Communities across Canada vie for WestJet regional service

The carrier is adding more planes, and regional routes, to its successful schedule
Aaron Hutchins
Come fly to us—please

For one day last month, more than 42,000 Canadians lived in WestJetville. When the clock struck midnight to begin June 29, they were all back in Penticton, B.C., but they got their point across with the name-change stunt announced by Penticton’s mayor. They want WestJet to start flying out of their city—and they aren’t the only ones. Across the country recently, small communities have come together with flash mobs, petitions with more than 10,000 signatures, and earnest videos in an effort to convince the airline to expand to their cities when it rolls out regional service across the country, beginning in the second half of 2013.

WestJet has announced it will add 20 Bombardier Q400s to its fleet next year, with an option for purchasing an extra 25 of the turboprop planes designed for short-haul flights. Not all of the 78-passenger planes will be designated for new routes to smaller cities. The Q400s will also be used to connect major cities where the airline currently flies its Boeing 737s, but doesn’t offer direct links. For example, flying WestJet from Saskatoon to Winnipeg today would require backtracking through Calgary. A direct route on a smaller plane would shorten travel times and open more seats on busier medium-haul flights. The company also plans to adjust the frequency of some existing flights that require fewer seats.

Divvying up the relatively small number of new planes means most of the hopeful cities will remain without WestJet service for the foreseeable future. “For a large country, 45 aircraft, when you start to sprinkle it around, is not a lot,” say Robert Kokonis, president of AirTrav Inc., an aviation consulting firm. But WestJet sees this move as a logical, albeit cautious, expansion. “We think that it’s important to go small first in order to bring traffic into our network,” says company spokesperson Robert Palmer. Another key part of the strategy is giving partner airlines (foreign and U.S. carriers that have lucrative code-sharing agreements with WestJet) “better depth and access to the Canadian market,” adds Kokonis.

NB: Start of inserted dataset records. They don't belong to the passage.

PR #577, opened 2024-02-28
Use the same variable name as all other variables

jlarriba:


fao89 (approved):

jpodivin (changes requested):
Hi. The change is good, but you need to replace the `telemetry_node_exporter_image` in the role as well. https://github.com/openstack-k8s-operators/edpm-ansible/blob/5cc279c1bc69e06719d06d8a0707054d5fa2a1a9/roles/edpm_telemetry/tasks/deploy_infra.yml#L55

jlarriba:
Just realized that the rebase on main done in Github introduced a second telemetry_node_exporter_image variable.

Fixed it.

roles/edpm_telemetry/defaults/main.yml
```diff
@@ -21,7 +21,7 @@ edpm_telemetry_config_src: /var/lib/openstack/configs/telemetry
 # Directory in the compute node
 edpm_ceilometer_config_dest: /var/lib/openstack/config
 # Image to use for node_exporter
-telemetry_node_exporter_image: quay.io/prometheus/node-exporter:v1.5.0
+edpm_node_exporter_image: quay.io/prometheus/node-exporter:v1.5.0
```
slagle, line 24: Since you're changing the name, can we go ahead and change it to match our guidelines? See docs/source/contributing_roles.rst. It should be `edpm_telemetry_node_exporter_image`.

jlarriba: Done, that also requires that the default variables in the dataplane-operator meet that same guidelines. That has been pushed in this PR: https://github.com/openstack-k8s-operators/dataplane-operator/pull/722

PR #579, opened 2024-02-28
Replace /var/tmp/edpm-ansible with $REMOTE_SOURCE_DIR

slagle:
The variable was not used everywhere it could be used.


fao89 (approved):

fao89:
recheck

PR #580, opened 2024-02-29
Add adoption task to nova role

mrkisaolamb:


roles/edpm_nova/tasks/adoption.yml
```diff
@@ -0,0 +1,16 @@
+---
+- name: Stop and disable compute services
+  no_log: "{{ edpm_network_config_hide_sensitive_logs | bool }}"
+  tags:
+    - adoption
+    - nova
+  become: true
+  ansible.builtin.shell: |
```
gibizer, line 8: can we use ansible.builtin.systemd instead?

roles/edpm_nova/defaults/main.yml
```diff
@@ -31,3 +31,14 @@ edpm_nova_compute_image: "quay.io/podified-antelope-centos9/openstack-nova-compu
 
 # certs
 edpm_nova_tls_certs_enabled: "{{ edpm_tls_certs_enabled | default(False) }}"
+# default list example
+edpm_nova_compute_services_to_stop:
```
gibizer, line 35: would use a name that signals that these are old tripleo services. What about `edpm_old_tripleo_compute_sevices`

roles/edpm_nova/defaults/main.yml
```diff
@@ -31,3 +31,14 @@ edpm_nova_compute_image: "quay.io/podified-antelope-centos9/openstack-nova-compu
 
 # certs
 edpm_nova_tls_certs_enabled: "{{ edpm_tls_certs_enabled | default(False) }}"
+# default list example
```
gibizer, line 34: probably copy paste

roles/edpm_nova/tasks/adoption.yml
```diff
@@ -0,0 +1,16 @@
+---
+- name: Stop and disable compute services
+  no_log: "{{ edpm_network_config_hide_sensitive_logs | bool }}"
```
gibizer, line 3: hm, this variable seems to be intended to the network_config roles. Do we even foresee some sensitive logs here?

gibizer (commented):
Do we want to disable these adoption tasks in the greenfield deployment? If so, we need to somehow disable the adoption tag in greenfield.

There are still risks. Air Canada Jazz and upstart Porter Airlines, which operates mostly in Eastern Canada, already occupy a small market for regional carriers. And the track record for regional airlines is not great. Porter, a private company, said it was profitable last year for the first time since 2007. BA CityFlyer, a subsidiary of British Airways, also struggled to make a profit in its first few years.

WestJet does have an enviable record in an industry known for its ups and downs. It has recorded 28 consecutive quarters of profitability. And while it is straying from its proven recipe of sticking with one model of airplane (the 737), it is still in its comfort zone. “WestJet’s forte has been in short- and medium-haul markets,” Kokonis says. “They’ve got such a distinct corporate culture; if anybody can do it, I think they can.”

So, too, do the representatives from the 32 communities, from every province except Nova Scotia, who met in Calgary on June 28 to pitch WestJet on why they should be added to the current 31-destination Canadian roster. A “handful” will be selected by early 2013 to connect to bases in Calgary or Toronto. That’s not to say the initial list will be the final one, as the airline plans to add more routes as more planes are manufactured. Nonetheless, the competition is fierce and cities are doing all they can to stand out.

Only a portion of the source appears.